*Task to complete*:
Below are some entries. Copy each line that holds the string "already".

*Saved entries*:
-- Opening Marker --

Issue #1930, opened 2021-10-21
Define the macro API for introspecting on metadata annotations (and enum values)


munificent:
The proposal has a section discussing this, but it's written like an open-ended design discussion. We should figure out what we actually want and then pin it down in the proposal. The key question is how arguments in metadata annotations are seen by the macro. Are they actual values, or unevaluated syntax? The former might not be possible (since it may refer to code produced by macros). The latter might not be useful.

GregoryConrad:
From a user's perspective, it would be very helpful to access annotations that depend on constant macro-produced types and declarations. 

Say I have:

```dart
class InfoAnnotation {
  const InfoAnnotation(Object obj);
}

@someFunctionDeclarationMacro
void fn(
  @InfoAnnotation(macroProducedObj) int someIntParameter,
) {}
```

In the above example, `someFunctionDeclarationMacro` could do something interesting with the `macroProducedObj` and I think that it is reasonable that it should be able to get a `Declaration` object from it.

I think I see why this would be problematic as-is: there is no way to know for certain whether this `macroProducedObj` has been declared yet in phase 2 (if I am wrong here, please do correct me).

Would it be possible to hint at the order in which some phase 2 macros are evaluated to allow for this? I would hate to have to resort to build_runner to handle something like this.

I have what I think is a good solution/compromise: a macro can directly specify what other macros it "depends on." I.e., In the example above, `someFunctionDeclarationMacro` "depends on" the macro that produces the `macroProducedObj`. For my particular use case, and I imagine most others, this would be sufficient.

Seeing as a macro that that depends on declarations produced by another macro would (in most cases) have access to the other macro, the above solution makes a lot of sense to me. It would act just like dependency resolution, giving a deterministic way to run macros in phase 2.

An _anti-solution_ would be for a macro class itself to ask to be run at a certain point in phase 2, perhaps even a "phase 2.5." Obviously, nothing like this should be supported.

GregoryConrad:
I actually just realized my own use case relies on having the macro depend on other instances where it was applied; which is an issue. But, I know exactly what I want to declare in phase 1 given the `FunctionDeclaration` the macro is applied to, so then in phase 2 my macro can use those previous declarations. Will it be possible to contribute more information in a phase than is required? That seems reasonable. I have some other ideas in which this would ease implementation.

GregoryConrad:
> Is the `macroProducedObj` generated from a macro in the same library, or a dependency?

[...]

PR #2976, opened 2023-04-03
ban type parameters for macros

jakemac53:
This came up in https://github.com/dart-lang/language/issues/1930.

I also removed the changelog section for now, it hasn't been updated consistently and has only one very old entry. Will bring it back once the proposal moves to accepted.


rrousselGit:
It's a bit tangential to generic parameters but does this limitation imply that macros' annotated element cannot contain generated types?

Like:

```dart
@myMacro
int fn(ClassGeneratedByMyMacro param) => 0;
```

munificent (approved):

-- Closing Marker --
-- Opening Marker --

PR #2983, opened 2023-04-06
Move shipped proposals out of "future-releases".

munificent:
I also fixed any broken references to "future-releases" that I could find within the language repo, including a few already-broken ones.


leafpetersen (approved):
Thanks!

-- Closing Marker --
-- Opening Marker --

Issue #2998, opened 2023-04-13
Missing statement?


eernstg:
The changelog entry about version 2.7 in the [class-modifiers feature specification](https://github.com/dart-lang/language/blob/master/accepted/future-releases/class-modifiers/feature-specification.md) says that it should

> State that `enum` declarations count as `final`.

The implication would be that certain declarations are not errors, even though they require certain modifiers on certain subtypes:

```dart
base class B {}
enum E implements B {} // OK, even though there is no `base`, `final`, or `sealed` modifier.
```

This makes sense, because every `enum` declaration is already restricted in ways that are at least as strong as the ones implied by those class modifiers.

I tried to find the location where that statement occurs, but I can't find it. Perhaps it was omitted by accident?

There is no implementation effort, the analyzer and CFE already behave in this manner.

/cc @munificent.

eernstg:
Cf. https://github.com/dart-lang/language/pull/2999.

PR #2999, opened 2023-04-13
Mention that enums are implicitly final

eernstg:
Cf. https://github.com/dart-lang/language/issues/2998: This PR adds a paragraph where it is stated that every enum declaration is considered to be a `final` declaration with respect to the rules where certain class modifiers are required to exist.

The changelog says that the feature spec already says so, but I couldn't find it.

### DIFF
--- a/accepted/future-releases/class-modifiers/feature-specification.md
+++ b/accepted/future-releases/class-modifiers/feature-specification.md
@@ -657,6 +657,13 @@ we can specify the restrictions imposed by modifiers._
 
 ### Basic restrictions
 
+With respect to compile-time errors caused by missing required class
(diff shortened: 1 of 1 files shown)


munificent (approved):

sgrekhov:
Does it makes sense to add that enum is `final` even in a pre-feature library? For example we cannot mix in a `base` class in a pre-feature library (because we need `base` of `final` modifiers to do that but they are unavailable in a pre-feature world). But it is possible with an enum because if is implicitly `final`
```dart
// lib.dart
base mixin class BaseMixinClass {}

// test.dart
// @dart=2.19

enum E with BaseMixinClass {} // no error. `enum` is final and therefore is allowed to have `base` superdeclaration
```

-- Closing Marker --

*Result below*:
I also fixed any broken references to "future-releases" that I could find within the language repo, including a few already-broken ones.
This makes sense, because every `enum` declaration is already restricted in ways that are at least as strong as the ones implied by those class modifiers.
There is no implementation effort, the analyzer and CFE already behave in this manner.
The changelog says that the feature spec already says so, but I couldn't find it.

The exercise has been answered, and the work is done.